- _Dataset excerpts_
PR #92, opened 2022-07-01
revert <NSObject> in generated protocols

LiFengSC:
Revert the <NSObjet> requirement on Djinni generated ObjC protocols, based on the discussion in [this thread](https://github.com/cross-language-cpp/djinni-generator/issues/133) and consulting with iOS developers.

Basically, the lack of <NSObject> does not prevent us from achieving anything in ObjC (it just makes the user code slightly more verbose in the worst case). However, it does make the generated code considerably more difficult to consume in Swift code.

### DIFF
--- a/examples/generated-src/objc/TXSTextboxListener.h
+++ b/examples/generated-src/objc/TXSTextboxListener.h
@@ -5,7 +5,7 @@
 #import <Foundation/Foundation.h>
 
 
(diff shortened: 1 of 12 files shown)


benjaminhollissc (approved):

paulocoutinhox:
Hi,

With NSObject my code is breaking when inherit.

image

- _Exercise directions_
A single number is the whole answer: how many lines of the records contain the word "protocols".

- _Exercise output_
2